# PS VITA FOR 16990 both models 3G and WiFi+Bundle



## Gollum (Oct 28, 2013)

[IMGG]*www.sony.co.in/product/resources/en_IN/images/hubpages/game/marketing/masthead_psvita.jpg[/IMGG]

Is this is a F.up by Sony lol
I'm getting it today 

vita WiFi-3G+game+4GB Card=16990
Vita WiFi+Game=16990

PlayStation®Vita : Sony PSP and Video Game ConsolesSony India
[IMGG]*img202.imageshack.us/img202/5452/nbzn.jpg[/IMGG]

Same thing on failkart
[IMGG]*img194.imageshack.us/img194/4781/4k1g.jpg[/IMGG]
[IMGG]*img46.imageshack.us/img46/3867/sk9f.jpg[/IMGG]
[IMGG]*img600.imageshack.us/img600/4788/9mh6.jpg[/IMGG]


----------



## vijju6091 (Oct 31, 2013)

they will bundle them along with ps4 too IMO. So if you are planing to get ps4 then wait....


----------



## Gollum (Oct 31, 2013)

I bought it already.
got the 3g bundle. ps4 will come next year so I'm in no hurry.


----------



## vijju6091 (Nov 1, 2013)

Great Congrats man. happy gaming...


----------



## Gollum (Nov 1, 2013)

now waiting for ps4 to release.


----------



## vijju6091 (Nov 1, 2013)

I hope it comes early here> Which games did you get in Vita  bundle and If possible put little review of Vita here after playing some games on it.
thanks


----------



## Gollum (Nov 1, 2013)

vijju6091 said:


> I hope it comes early here> Which games did you get in Vita  bundle and If possible put little review of Vita here after playing some games on it.
> thanks



I got a shitty playstation all star battle royale

But I downloaded 3 demos on it that are great.
Gravity rush.. awesome fighting adventure game, graphics are like prince of persia and uses psvita motion, touch, camera, analog sticks and of course the buttons.
Uncharted.. awesome graphics..comparable to ps3
Escape plan...reallyy funny game. uses rear and front both touch, motion sensing. More of a touch based game that is really fun to play. Has cros platform so if you get it on one console you can play it on the other too.

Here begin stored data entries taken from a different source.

Issue #108, opened 2023-01-09
Direct Streamlocal 


lmtr0:
Hi there, is there any plan to support direct stream local ?

Eugeny:
It's supported on client side now, server side: #323

PR #131, opened 2023-02-18
Initial client support for unix socket (direct-streamlocal) channel connections

mllken:
Allow clients to initiate unix socket connections.  The method naming follows the direct_tcpip naming convention.  Updates https://github.com/warp-tech/russh/issues/108


sybernomad:
Is there a reason why the `self.channel_open_generic` method in sessions.rs in both the client and server are private?

Eugeny:
`channel_open_generic` requires the caller to manually fill in the payload, and `russh` aims to provide a safe interface with no access to underlying SSH messages.

PR #132, opened 2023-02-18
Call session handler disconnected when session disconnects.

simao:
I am not sure this should be called somewhere else?

### DIFF
--- a/russh/src/server/session.rs
+++ b/russh/src/server/session.rs
@@ -463,7 +463,10 @@ impl Session {
                 .map_err(crate::Error::from)?;
             self.common.write_buffer.buffer.clear();
         }
+
         debug!("disconnected");
+        handler.disconnected(self).await?;
+
         // Shutdown
         stream_write.shutdown().await.map_err(crate::Error::from)?;
         loop {


Eugeny:
It looks like this method was added mistakenly in #19. The "normal" way to know when the session ends is to implement `Drop` for your handler - russh will drop it as soon as the session disconnects.

simao:
I see. That would kind of work but the problem is on drop we don't have access to `Session`, which we have on all the other callbacks. So if you need to implement some cleanup logic it would be good to have access to session, in particular `Session#id`, so we could correlate a Server Handler to a Session. 

I guess this could be worked around.. setting some field on the handler in one of the other callbacks and then getting that field on drop, to correlate a session to a Handler, but this feels like a hack compared to the other callbacks? Are we guaranteed that a Handler instance is only used for a single Session?

Eugeny:
Yes, a `Handler` is linked to its `Session` (you're creating a unique Handler each time in [`Server::new_client`](https://docs.rs/russh/latest/russh/server/trait.Server.html#tymethod.new_client)), and they're destroyed together too. So, by the time the disconnect happens (`Handler::drop` or otherwise), the`Session` itself is already dead and there's nothing you can do with it apart from calling that `id()` method.

I recommend handling session identification yourself, e.g. with

```rust
struct Handler {
    id: usize,
}

impl server::Handler for Handler { ... }
impl Drop for Handler { ... }

struct Server { last_id: usize  }

impl server::Server for Server {
    type Handler = Handler;
    
    fn new_client(&mut self, _) -> Handler {
        self.id += 1;
        Handler { id: self.last_id }
    }
}


```

simao:
Ok, thank you!

PR #133, opened 2023-02-18
remove all "extern crate" references and other minor changes

mllken:
- Update cryptovec's Rust edition to 2018, to match all the other russh crates.
- Remove all references to 'extern crate', which was a relic from Rust 2015.
- Remove the call to `#![recursion_limit = 128]`, as that is already the default (https://doc.rust-lang.org/reference/attributes/limits.html)

I've rebuilt and ran all tests, so hopefully this is OK.


Eugeny:
LGTM 🚀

Also bought rocksmith 2014 but hasn't been delivered yet. Gotta go buy a Yamaha guitar tomorrow. Hope I get it for less than 10k. bought games instead of firecrackers this diwali lol


----------



## Extreme Gamer (Nov 8, 2013)

Wait, 3G bundle has game and memory card while wifi bundle only game?

For same price?

HOW DOES THAT WORK??????


----------



## CommanderShawnzer (Nov 8, 2013)

Extreme Gamer said:


> Wait, 3G bundle has game and memory card while wifi bundle only game?
> 
> For same price?
> 
> *HOW DOES THAT WORK??????*



Ask Bose Babu.


----------



## Extreme Gamer (Nov 8, 2013)

CommanderShawnzer said:


> Ask Bose Babu.



I don't want the other gamers looking forward to this to miss out.

So I will let them notice on their own.

It could be there is a lot of unsold 3G stock, since the new units have been unleashed.

They could be trying to clear out old 3G stock.


----------



## Gollum (Nov 8, 2013)

i've already bought the 3g one with this offer as old psvita has a better oled screen and the new one is not thst great of a screen.


----------



## Extreme Gamer (Nov 8, 2013)

Gollum said:


> i've already bought the 3g one with this offer as old psvita has a better oled screen and the new one is not thst great of a screen.



That is true, but now that Sony is not producing the old one, they have no reason to continue stocking it.


----------